╭─ Record extracts

PR #89, opened 2022-07-02
MYSolution

shevchenko-anastasiia:


app/main.py
```diff
@@ -1,8 +1,40 @@
...
-    pass
+    def __init__(self, distance_from_city_center: float, clean_power: float,
+                 average_rating: float,
+                 count_of_ratings: int):
+        self.distance_from_city_center = distance_from_city_center
+        self.clean_power = clean_power
+        self.average_rating = average_rating
+        self.count_of_ratings = count_of_ratings
+
+    def serve_cars(self, car):
```
IvanRamyk, line 17:
```suggestion
    def serve_cars(self, cars):
```
It's better to name lists in plural

app/main.py
```diff
@@ -1,8 +1,40 @@
...
+        income = 0
+        for new_car in car :
+            if new_car.clean_mark <= self.clean_power :
```
IvanRamyk, line 20: Why the car is new?)
Also a bit confusing name

IvanRamyk (changes requested):

IvanRamyk (approved):
Well done!

PR #99, opened 2022-07-16
My Solution

YanPurdenko:


tests/test_main.py
```diff
@@ -1,103 +0,0 @@
-import pytest
```
IvanRamyk, line 1: Why did you delete all tests?

app/main.py
```diff
@@ -1,8 +1,49 @@
...
+        clean_power: int,
+        average_rating: float,
+        count_of_ratings: int
+    ):
+        self.distance_from_city_center = distance_from_city_center
+        self.clean_mark = clean_power
+        self.average_rating = average_rating
+        self.count_of_ratings = count_of_ratings
+
+    def serve_cars(self, car: Car):
```
IvanRamyk, line 28:
```suggestion
    def serve_cars(self, cars: Car):
```
I believe, this is a list of the cars

app/main.py
```diff
@@ -1,8 +1,49 @@
...
+        income = 0
+        for i in car:
```
IvanRamyk, line 30: Please, choose another name for the loop variable

IvanRamyk (changes requested):

PR #153, opened 2022-09-06
Develop

musakovskiy:


app/main.py
```diff
@@ -1,8 +1,46 @@
...
+    def serve_cars(self, cars: list):
+        for car in cars:
+            if car.clean_mark < self.clean_power:
+                self.wash_single_car(car)
+        return self.income
+
+    def calculate_washing_price(self, car):
+        price = car.comfort_class * \
+            (self.clean_power - car.clean_mark) * \
+            (self.average_rating / self.distance_from_city_center)
```
DmytroSvirsa, line 30: split to different variables to make it more readable

app/main.py
```diff
@@ -1,8 +1,46 @@
...
+        car.clean_mark = self.clean_power
+        return self.income
+
+    def rate_service(self, mark):
+        new_sum_of_rating = \
+            self.average_rating * self.count_of_ratings + mark
+        self.average_rating = \
+            round(
+                new_sum_of_rating / (self.count_of_ratings + 1),
+                1)
```
DmytroSvirsa, line 44: split to different variables to make it more readable

app/main.py
```diff
@@ -1,8 +1,46 @@
...
+    def calculate_washing_price(self, car):
+        price = car.comfort_class * \
+            (self.clean_power - car.clean_mark) * \
+            (self.average_rating / self.distance_from_city_center)
+        return round(price, 1)
+
+    def wash_single_car(self, car):
+        self.income += self.calculate_washing_price(car)
+        car.clean_mark = self.clean_power
+        return self.income
```
DmytroSvirsa, line 36: you have `return` but don't use it, remove statement

DmytroSvirsa (changes requested):

app/main.py
musakovskiy: New Version

PR #161, opened 2022-09-13
Solution

wQuelS:


app/main.py
```diff
@@ -1,8 +1,39 @@
...
+                self.wash_single_car(car)
+        return income
+
+    def calculate_washing_price(self, car: Car) -> float:
+        clean_rate = self.clean_power - car.clean_mark
+        rate = car.comfort_class * self.average_rating
+        price = round(rate * clean_rate / self.distance_from_city_center, 1)
+        return price
+
+    def wash_single_car(self, car: Car):
```
Nattalli, line 32: don't forget to add type annotation for **every** function. Because 2/4 functions have a type annotation (the type which returns a function) and 2 haven't. Remember: if the function returns nothing then it has a type None.

Nattalli (changes requested):

Nattalli (approved):
Good!

PR #166, opened 2022-09-14
Solution

StasOkhrym:


app/main.py
```diff
@@ -1,8 +1,47 @@
...
+                self.wash_single_car(car)
+        return income
+
+    def calculate_washing_price(self, car: Car):
+        clean_requirement = self.clean_power - car.clean_mark
+        rating_ratio = self.average_rating / self.distance_from_city_center
+        total_price = clean_requirement * car.comfort_class * rating_ratio
+        return round(total_price, 1)
+
+    def rate_service(self, new_rate=int):
```
Nattalli, line 43: why do you use a type annotation like this `new_rate=int`?

app/main.py
```diff
@@ -1,8 +1,47 @@
...
+        self.distance_from_city_center = distance_from_city_center
+        self.clean_power = clean_power
+        self.average_rating = average_rating
+        self.count_of_ratings = count_of_ratings
+
+    def wash_single_car(self, car: Car):
+        if car.clean_mark < self.clean_power:
+            car.clean_mark = self.clean_power
+
+    def serve_cars(self, cars=list) -> float:
```
Nattalli, line 28: and here too, fix your type annotation

Nattalli (changes requested):

app/main.py
```diff
@@ -1,8 +1,47 @@
...
+                self.wash_single_car(car)
+        return income
+
+    def calculate_washing_price(self, car: Car):
+        clean_requirement = self.clean_power - car.clean_mark
+        rating_ratio = self.average_rating / self.distance_from_city_center
+        total_price = clean_requirement * car.comfort_class * rating_ratio
+        return round(total_price, 1)
+
+    def rate_service(self, new_rate: int):
```
Nattalli, line 43: and the last change you have to do - add type annotation for functions. If the function returns nothing than the type will be `None`

Nattalli (changes requested):

app/main.py
```diff
@@ -1,8 +1,47 @@
...
+        self.distance_from_city_center = distance_from_city_center
+        self.clean_power = clean_power
+        self.average_rating = average_rating
+        self.count_of_ratings = count_of_ratings
+
+    def wash_single_car(self, car: Car) -> None:
+        if car.clean_mark < self.clean_power:
+            car.clean_mark = self.clean_power
+
+    def serve_cars(self, cars: list):
```
Nattalli, line 28: and for this functions too

Nattalli (changes requested):

Nattalli (approved):
Finally! 🔥

PR #176, opened 2022-09-16
Solution

Yaroslav-Stetsko:


app/main.py
```diff
@@ -1,8 +1,38 @@
 class Car:
-    # write your code here
-    pass
+    def __init__(self, comfort_class, clean_mark, brand):
```
Nattalli, line 2: add type annotation

app/main.py
```diff
@@ -1,8 +1,38 @@
...
+        self.comfort_class = comfort_class
+        self.clean_mark = clean_mark
+        self.brand = brand
 
 
 class CarWashStation:
-    # write your code here
-    pass
+    def __init__(self,
```
Nattalli, line 9: add type annotation

app/main.py
```diff
@@ -1,8 +1,38 @@
...
+                 distance_from_city_center,
+                 clean_power,
+                 average_rating,
+                 count_of_ratings):
+        self.distance_from_city_center = distance_from_city_center
+        self.clean_power = clean_power
+        self.average_rating = average_rating
+        self.count_of_ratings = count_of_ratings
+
+    def serve_cars(self, car_list):
```
Nattalli, line 19: add type annotation

app/main.py
```diff
@@ -1,8 +1,38 @@
...
+        income = 0
+        for car in car_list:
+            if car.clean_mark < self.clean_power:
+                income += self.calculate_washing_price(car)
+                self.wash_single_car(car)
+        return income
+
+    def calculate_washing_price(self, car):
```
Nattalli, line 27: add type annotation

app/main.py
```diff
@@ -1,8 +1,38 @@
...
+        price = car.comfort_class * (self.clean_power - car.clean_mark) * \
+            (self.average_rating / self.distance_from_city_center)
+        return round(price, 1)
+
+    def wash_single_car(self, car):
```
Nattalli, line 32: add type annotation

app/main.py
```diff
@@ -1,8 +1,38 @@
...
+        car.clean_mark = self.clean_power
+
+    def rate_service(self, rating):
```
Nattalli, line 35: add type annotation

Nattalli (changes requested):

app/main.py
Yaroslav-Stetsko: Fixed

app/main.py
Yaroslav-Stetsko: Fixed

Yaroslav-Stetsko: Fixed

app/main.py
Yaroslav-Stetsko: Fixed

app/main.py
Yaroslav-Stetsko: Fixed

app/main.py
Yaroslav-Stetsko: Fixed

app/main.py
```diff
@@ -1,8 +1,38 @@
...
+                self.wash_single_car(car)
+        return income
+
+    def calculate_washing_price(self, car: Car):
+        price = car.comfort_class * (self.clean_power - car.clean_mark) * \
+            (self.average_rating / self.distance_from_city_center)
+        return round(price, 1)
+
+    def wash_single_car(self, car: Car):
+        car.clean_mark = self.clean_power
```
Y-Havryliv, line 33: You need to check if `clean_power` is greater than `clean_mark` here as well because in case you run this method separately from others it will not work correctly

Y-Havryliv (changes requested):

app/main.py
Y-Havryliv: Also, add annotations for return values:
```
```

Yaroslav-Stetsko: Done 
Done

Y-Havryliv (approved):
Well done!

PR #181, opened 2022-09-17
Solution

AndriyKy:


app/main.py
```diff
@@ -1,8 +1,48 @@
...
+        self.distance_from_city_center = distance_from_city_center
+        self.clean_power = clean_power
+        self.average_rating = average_rating
+        self.count_of_ratings = count_of_ratings
+
+    def serve_cars(self, cars: list):
+        cost = []
+        for car_instance in cars:
+
+            # Checking for the possibility of washing
```
IvanRamyk, line 22: Please, remove the redundant comment

Your variable names are good enough so you don't need comments.

app/main.py
```diff
@@ -1,8 +1,48 @@
...
+        self, distance_from_city_center, clean_power,
+        average_rating, count_of_ratings
+    ) -> None:
+        self.distance_from_city_center = distance_from_city_center
+        self.clean_power = clean_power
+        self.average_rating = average_rating
+        self.count_of_ratings = count_of_ratings
+
+    def serve_cars(self, cars: list):
+        cost = []
```
IvanRamyk, line 19: It's better to use an integer variable to calculate the total cost
```suggestion
        cost = 0
```

IvanRamyk (changes requested):

app/main.py
```diff
@@ -1,8 +1,47 @@
...
+        self.average_rating = average_rating
+        self.count_of_ratings = count_of_ratings
+
+    def serve_cars(self, cars: list):
+        cost = 0
+        for car_instance in cars:
+
+            car_was_washed = self.wash_single_car(car_instance)
+
+            # Return the amount for the service, otherwise False
```
IvanRamyk, line 24: this comment is redundant too

IvanRamyk (changes requested):

app/main.py
AndriyKy: And what's wrong with tests?

IvanRamyk (approved):
Good job!

PR #182, opened 2022-09-17
Added 2 classes with methods for car wash station

alexzubkoff:


app/main.py
```diff
@@ -1,8 +1,42 @@
...
+            if car.clean_mark < self.clean_power:
+                car_washed_income.append(self.calculate_washing_price(car))
+                self.wash_single_car(car)
+        return sum(car_washed_income)
+
+    def calculate_washing_price(self, car_inst: Car) -> float:
+        income = car_inst.comfort_class * \
+            (self.clean_power - car_inst.clean_mark) * \
+            self.average_rating / self.distance_from_city_center
+        return round(income, 2)
```
Y-Havryliv, line 33: It should return a number rounded to 1 decimal.

app/main.py
```diff
@@ -1,8 +1,42 @@
...
+
+    def wash_single_car(self, car_inst: Car) -> None:
+        car_inst.clean_mark = self.clean_power
```
Y-Havryliv, line 36: You need to check if `clean_power` is greater than `clean_mark` here as well because in case you run this method separately from others it will not work correctly

app/main.py
```diff
@@ -1,8 +1,42 @@
...
+                self.wash_single_car(car)
+        return sum(car_washed_income)
+
+    def calculate_washing_price(self, car_inst: Car) -> float:
+        income = car_inst.comfort_class * \
+            (self.clean_power - car_inst.clean_mark) * \
+            self.average_rating / self.distance_from_city_center
+        return round(income, 2)
+
+    def wash_single_car(self, car_inst: Car) -> None:
```
Y-Havryliv, line 35: Also, `car_inst` is a bad variable name, better to use `car_instance`

Y-Havryliv (changes requested):

Y-Havryliv (approved):
GJ!

PR #183, opened 2022-09-17
Solution

VitaliiPiaskivskyi:


.flake8
```diff
@@ -1,5 +1,5 @@
 [flake8]
-ignore = E203, E266, W503
+ignore = E203, E266, W503, E501
```
Y-Havryliv, line 2: please, delete `E501`, it's not the solution you need)

app/main.py
```diff
@@ -1,8 +1,36 @@
...
-    # write your code here
-    pass
+    def __init__(self, distance_from_city_center: float, clean_power: int, average_rating: float, count_of_ratings: int):
+
+        self.distance_from_city_center = distance_from_city_center
+        self.clean_power = clean_power
+        self.average_rating = average_rating
+        self.count_of_ratings = count_of_ratings
+
+    def serve_cars(self, list_of_cars: list):
```
Y-Havryliv, line 16: Also, add annotations for return values as well:
```
```

app/main.py
```diff
@@ -1,8 +1,36 @@
...
+        res = 0
```
Y-Havryliv, line 17: `res` is not a good variable name

Y-Havryliv (changes requested):

.flake8
VitaliiPiaskivskyi: [@Igor Kosyanenko](https://mateacademy.slack.com/team/U03Q39WJDBN)
 ні, краще додай в .flake8 помилку W503 в список помилок які мають ігноруватись

PR #185, opened 2022-09-18
'Solution'

rostyak:


app/main.py
```diff
@@ -1,8 +1,40 @@
...
+        self.clean_power = clean_power
+        self.average_rating = average_rating
+        self.count_of_ratings = count_of_ratings
+
+    def serve_cars(self, cars: list):
+        income = 0
+        for car in cars:
+            if self.clean_power >= car.clean_mark:
+                income += self.calculate_washing_price(car)
+                car.clean_mark = self.clean_power
```
Y-Havryliv, line 21: you have a method for washing a car, use it

app/main.py
```diff
@@ -1,8 +1,40 @@
...
+        return income
+
+    def calculate_washing_price(self, car):
+        price = car.comfort_class * (self.clean_power - car.clean_mark) \
+            * self.average_rating / self.distance_from_city_center
+        return round(price, 1)
+
+    def wash_single_car(self, car):
+        if self.clean_power >= car.clean_mark:
+            price = self.calculate_washing_price(car)
```
Y-Havryliv, line 31: you don't need to calculate washing price in here

app/main.py
```diff
@@ -1,8 +1,40 @@
...
+
+    def serve_cars(self, cars: list):
+        income = 0
+        for car in cars:
+            if self.clean_power >= car.clean_mark:
+                income += self.calculate_washing_price(car)
+                car.clean_mark = self.clean_power
+        return income
+
+    def calculate_washing_price(self, car):
```
Y-Havryliv, line 24: if you started using annotations, please use it everywhere

Y-Havryliv (changes requested):

app/main.py
Y-Havryliv: Also, add annotations everywhere:
```
```

Y-Havryliv (approved):
Well done!

PR #187, opened 2022-09-18
Solution

matechris:


app/main.py
```diff
@@ -1,8 +1,49 @@
...
+    def calculate_washing_price(self, car):
+        distance = self.distance_from_city_center
+        rating = self.average_rating
+        difference = self.clean_power - car.clean_mark
+        price = car.comfort_class * difference * rating / distance
+
+        return round(price, 1)
+
+    def wash_single_car(self, car):
+        car.clean_mark = self.clean_power
```
Y-Havryliv, line 38: You need to check if `clean_power` is greater than `clean_mark` here as well because in case you run this method separately from others it will not work correctly

Y-Havryliv (changes requested):

app/main.py
Y-Havryliv: Also, add annotations everywhere:
```
```

PR #444, opened 2023-02-21
'Solution'

kirzenko:


app/main.py
```diff
@@ -1,8 +1,40 @@
...
+                self.wash_single_car(car)
+        return income
+
+    def calculate_washing_price(self, car: Car) -> float:
+        price = car.comfort_class * (self.clean_power - car.clean_mark) * \
+            (self.average_rating / self.distance_from_city_center)
+        return round(price, 1)
+
+    def wash_single_car(self, car: Car) -> None:
+        car.clean_mark = self.clean_power
```
vasylhnatiuk, line 34: you must add condition that self.clean_power > car.clean_mark

app/main.py
```diff
@@ -1,8 +1,40 @@
 class Car:
-    # write your code here
-    pass
+    def __init__(self, comfort_class: int,
```
vasylhnatiuk, line 2: would be better to use  
```
 def __init__(
            self,
            comfort_class: int,
            clean_mark: int,
            brand: str
    ) 
```

app/main.py
```diff
@@ -1,8 +1,40 @@
...
+        self.comfort_class = comfort_class
+        self.clean_mark = clean_mark
+        self.brand = brand
 
 
 class CarWashStation:
-    # write your code here
-    pass
+    def __init__(self, distance_from_city_center: float,
+                 clean_power: int,
```
vasylhnatiuk, line 12: same here

app/main.py
```diff
@@ -1,8 +1,40 @@
...
+                 average_rating: float,
+                 count_of_ratings: int) -> None:
+        self.distance_from_city_center = distance_from_city_center
+        self.clean_power = clean_power
+        self.average_rating = average_rating
+        self.count_of_ratings = count_of_ratings
+
+    def serve_cars(self, cars: list) -> int:
```
vasylhnatiuk, line 20: list of what? please add a more accurate annotation

vasylhnatiuk (changes requested):

PR #450, opened 2023-02-24
Done

MaksNochvai:


Bohdan-Salamakha (changes requested):
don't work on the master branch - bad practice
https://github.com/mate-academy/py-task-guideline/blob/main/README.md#:~:text=git%20checkout%20%2Db%20develop

PR #457, opened 2023-03-03
draft

sbilikepy:
skip it please :)

### DIFF
--- a/app/main.py
+++ b/app/main.py
@@ -1,8 +1,8 @@
 class Car:
     def __init__(self,
-                 comfort_class: int = 7,
-                 clean_mark: int = 1,
-                 brand: str = "Unknown"
+                 comfort_class: int,
+                 clean_mark: int,
+                 brand: str
                  ) -> None:
         self.comfort_class = comfort_class
         self.clean_mark = clean_mark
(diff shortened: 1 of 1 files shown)


sbilikepy:
draft PR comment test
 ／l、
（ﾟ､ ｡７
⠀ l、ﾞ~ヽ 
    じし(_,  )ノ

sbilikepy:
draft PR comment test
/ᐠ. .ᐟ\ฅ

ArsenPidhoretskyi (changes requested):
Draft

vasylhnatiuk (changes requested):
flake8 tests failed

app/main.py
```diff
@@ -1,8 +1,46 @@
...
+        self.clean_power = clean_power
+        self.average_rating = average_rating
+        self.count_of_ratings = count_of_ratings
+
+    def serve_cars(self, cars: list[Car]) -> float:
+        income = 0
+        cars_to_wash = [car for car in cars
+                        if car.clean_mark < self.clean_power]
+        for car in cars_to_wash:
+            income += self.calculate_washing_price(car)
```
vasylhnatiuk, line 29: write `if car.clean_mark < self.clean_power` here, and delete 26-27 lines. it is better to use minimum `for` loops

app/main.py
```diff
@@ -1,8 +1,46 @@
 class Car:
-    # write your code here
-    pass
+    def __init__(self,
+                 comfort_class: int = 7,
```
vasylhnatiuk, line 3: why do you add default value for each argument? delete this here and everywhere. it must be only `comfort_class: int`

vasylhnatiuk (changes requested):

app/main.py
sbilikepy: To maximize profit if we get a broken class instance :)

app/main.py
sbilikepy: Got it

ArsenPidhoretskyi (approved):
Well done!

PR #463, opened 2023-03-05
Develop

PetroHavrysh:


app/main.py
```diff
@@ -1,8 +1,38 @@
...
+                self.wash_single_car(car)
+        return round(total_income, 1)
+
+    def calculate_washing_price(self, car: Car) -> float:
+        return round(
+            car.comfort_class * (self.clean_power - car.clean_mark)
+            * self.average_rating / self.dis_to_city, 1)
+
+    def wash_single_car(self, car: Car) -> None:
+        car.clean_mark = self.clean_power
```
ArsenPidhoretskyi, line 31: > wash_single_car - method, that washes a single car, so it should have clean_mark equals wash station's clean_power, if wash_station.clean_power is greater than car.clean_mark

Checks does not exist

ArsenPidhoretskyi (changes requested):

app/main.py
PetroHavrysh: а хіба тут це не перевіряється: if car.clean_mark < self.clean_power: у def serve_cars(self, cars: list) -> float:

Grayder0152 (approved):

PR #482, opened 2023-03-06
Task

n1ckmel:


app/main.py
```diff
@@ -1,8 +1,49 @@
...
+                (car.comfort_class * (self.clean_power - car.clean_mark)
+                 * self.average_rating / self.distance_from_city_center),
+                1)
+        return 0
+
+    def wash_single_car(self, car: Car) -> None:
+        if car.clean_mark < self.clean_power:
+            car.clean_mark = self.clean_power
+
+    def serve_cars(self, cars_list: list) -> float:
```
ArsenPidhoretskyi, line 44: list of what?
Add inner type

ArsenPidhoretskyi: Also rename to cars no need _list suffix

ArsenPidhoretskyi (changes requested):

app/main.py
```diff
@@ -1,8 +1,49 @@
...
+        self.count_of_ratings = count_of_ratings
+
+    def rate_service(self, rate: float) -> None:
+        self.average_rating = round(
+            (self.average_rating * self.count_of_ratings + rate)
+            / (self.count_of_ratings + 1), 1)
+        self.count_of_ratings += 1
+
+    def calculate_washing_price(self, car: Car) -> float:
+        if car.clean_mark < self.clean_power:
```
ArsenPidhoretskyi, line 33: Nothing said about condition

> calculate_washing_price - method, that calculates cost for a single car wash, cost is calculated as: car's comfort class * difference between wash station's clean power and car's clean mark * car wash station rating / car wash station distance to the center of the city, returns number rounded to 1 decimal;

ArsenPidhoretskyi (changes requested):

ArsenPidhoretskyi (approved):
Well done!

PR #490, opened 2023-03-15
'WashingStation'

NataliaStepanenko:


app/main.py
```diff
@@ -1,8 +1,49 @@
...
+            clean_power: int,
+            average_rating: int,
+            count_of_ratings: int,
+    ) -> None:
+        self.distance_from_city_center = distance_from_city_center
+        self.clean_power = clean_power
+        self.average_rating = average_rating
+        self.count_of_ratings = count_of_ratings
+
+    def serve_cars(self, list_of_cars: list) -> float:
```
ArsenPidhoretskyi, line 26: list_of_cars
Why you need prefix list_????
rename to cars

ArsenPidhoretskyi: Also list of what provide inner type

ArsenPidhoretskyi (changes requested):

app/main.py
NataliaStepanenko: ok, thanks.

vasylhnatiuk (changes requested):

Vasyl-Smutok (approved):
Good Job 👍

PR #496, opened 2023-03-22
Solution py-car-wash-station

Fawnygod:


app/main.py
```diff
@@ -1,8 +1,47 @@
...
+        self.distance_from_city_center = distance_from_city_center
+        self.clean_power = clean_power
+        self.average_rating = average_rating
+        self.count_of_ratings = count_of_ratings
+
+    def serve_cars(self, cars: list[Car]) -> float:
+        income = 0
+        for car in cars:
+            if car.clean_mark > self.clean_power:
+                break
```
ArsenPidhoretskyi, line 29: Why we need to do break in this case? We do not need to calculate only and wash

app/main.py
```diff
@@ -1,8 +1,47 @@
...
+                income += self.calculate_washing_price(car)
+                self.wash_single_car(car)
+        return round(income, 1)
+
+    def calculate_washing_price(self, car: Car) -> float:
+        return ((car.comfort_class * (self.clean_power - car.clean_mark)
+                 ) * self.average_rating) / self.distance_from_city_center
+
+    def wash_single_car(self, car: Car) -> None:
+        car.clean_mark = self.clean_power
```
ArsenPidhoretskyi, line 40: If-statement does not exist 

> wash_single_car - method, that washes a single car, so it should have clean_mark equals wash station's clean_power, if wash_station.clean_power is greater than car.clean_mark

ArsenPidhoretskyi (approved):
Well done!

PR #501, opened 2023-03-28
Solution

alim2709:
пайчарм подсвечивает некоторые моменты, но пайтест проходит 
image

### DIFF
--- a/app/main.py
+++ b/app/main.py
@@ -1,8 +1,49 @@
 class Car:
-    # write your code here
-    pass
+
+    def __init__(self, comfort_class: int,
+                 clean_mark: int,
+                 brand: str) -> None:
+        self.comfort_class = comfort_class
+        self.clean_mark = clean_mark
+        self.brand = brand
 
 
 class CarWashStation:
-    # write your code here
-    pass
+
+    def __init__(
+            self, distance_from_city_center: (int or float), clean_power: int,
+            average_rating: float, count_of_ratings: int
+    ) -> None:
+
+        self.distance_from_city_center = distance_from_city_center
+        self.clean_power = clean_power
+        self.average_rating = average_rating
+        self.count_of_ratings = count_of_ratings
+
+    def serve_cars(self, cars: list) -> float:
+        cost = 0
+        for car in cars:
+            if car.clean_mark < self.clean_power:
+                cost += self.calculate_washing_price(car)
+                car.clean_mark = self.wash_single_car(car)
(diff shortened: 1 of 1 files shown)


app/main.py
```diff
@@ -1,8 +1,49 @@
...
+        self.clean_mark = clean_mark
+        self.brand = brand
 
 
 class CarWashStation:
-    # write your code here
-    pass
+
+    def __init__(
+            self, distance_from_city_center: (int or float), clean_power: int,
```
Bohdan-Salamakha, line 14: distance_from_city_center: (int or float) is a bad typing
use:
distance_from_city_center: int | float      for python 3.10+
or
distance_from_city_center: Union[int, float]

app/main.py
```diff
@@ -1,8 +1,49 @@
...
+            average_rating: float, count_of_ratings: int
+    ) -> None:
+
+        self.distance_from_city_center = distance_from_city_center
+        self.clean_power = clean_power
+        self.average_rating = average_rating
+        self.count_of_ratings = count_of_ratings
+
+    def serve_cars(self, cars: list) -> float:
```
Bohdan-Salamakha, line 23: add additional typehint for list inner objects like list[YOUR_VALUE_TYPE]
for example: list that contain string elements has typehint list[str]

app/main.py
```diff
@@ -1,8 +1,49 @@
...
+        cost = 0
+        for car in cars:
+            if car.clean_mark < self.clean_power:
+                cost += self.calculate_washing_price(car)
+                car.clean_mark = self.wash_single_car(car)
+        return round(cost, 1)
+
+    def calculate_washing_price(self, car: object) -> float:
```
Bohdan-Salamakha, line 31: car: object is a non-informical annotation cause every object in Python is inherited from object
use car: Car annotation maybe

app/main.py
```diff
@@ -1,8 +1,49 @@
...
+
+        return (car.comfort_class
+                * (self.clean_power - car.clean_mark)
+                * self.average_rating
+                / self.distance_from_city_center)
+
+    def wash_single_car(self, car: object) -> object:
```
Bohdan-Salamakha, line 38: car: object is a non-informical annotation cause every object in Python is inherited from object
use car: Car annotation maybe

rewrite return typehint also

Bohdan-Salamakha (changes requested):
v1

Bohdan-Salamakha (approved):

PR #509, opened 2023-04-08
Solution of task "Car and WashStation."

laskarj:
I didn't understand where exactly the serve_cars function should be, so I did both, but the task says it's a method, but it was called as a function in the example, which is a bit confusing.
And in the tests it is called both as a method and as a function, so I just did both.
But I made serve_cars as a function a little differently so as not to rewrite it every time for a new car wash.

### DIFF
--- a/app/main.py
+++ b/app/main.py
@@ -1,8 +1,73 @@
 class Car:
-    # write your code here
-    pass
+    def __init__(self,
+                 comfort_class: int,
+                 clean_mark: int,
+                 brand: str
+                 ) -> None:
+
+        self.comfort_class = comfort_class
+        self.clean_mark = clean_mark
+        self.brand = brand
 
 
 class CarWashStation:
-    # write your code here
-    pass
+    def __init__(self,
+                 distance_from_city_center: float,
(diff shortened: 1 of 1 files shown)


Vasyl-Smutok:
image

app/main.py
```diff
@@ -1,8 +1,73 @@
...
+    but the tests fail if it is only in the middle of the class.
+    I've deviated a bit from the task, because it seems to me that
+    if this function should be outside the class, we should specify
+    and station in the arguments to avoid rewriting the code every time.
+    """
+    for car in cars:
+        if car.clean_mark < wash_station.clean_power:
+            income += wash_station.calculate_washing_price(car)
+            wash_station.wash_single_car(car)
+    return round(income, 1)
```
Vasyl-Smutok, line 73: Remove it

Vasyl-Smutok (changes requested):

app/main.py
laskarj: Done.

Vasyl-Smutok (approved):
Good Job 👍

PR #512, opened 2023-04-15
Solution v1

neostyle88:


app/main.py
```diff
@@ -1,8 +1,51 @@
...
+        clean_power: int,
+        average_rating: float,
+        count_of_ratings: int,
+    ) -> None:
+        self.distance_from_city_center = distance_from_city_center
+        self.clean_power = clean_power
+        self.average_rating = average_rating
+        self.count_of_ratings = count_of_ratings
+
+    def serve_cars(self, cars: list) -> float:
```
Bohdan-Salamakha, line 23: add additional typehint for list inner objects like list[YOUR_VALUE_TYPE]
for example: list that contain string elements has typehint list[str]

app/main.py
```diff
@@ -1,8 +1,51 @@
...
+        money = 0
+        for car in cars:
+            money += self.wash_single_car(car)
+        return money
```
Bohdan-Salamakha, line 27: use list comprehension to do it

Bohdan-Salamakha (changes requested):
v1

app/main.py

╰─

> [Task to complete]:
Each line above that carries the string "rewrite" has to be returned.

> [Solution to the problem]:
rewrite return typehint also
But I made serve_cars as a function a little differently so as not to rewrite it every time for a new car wash.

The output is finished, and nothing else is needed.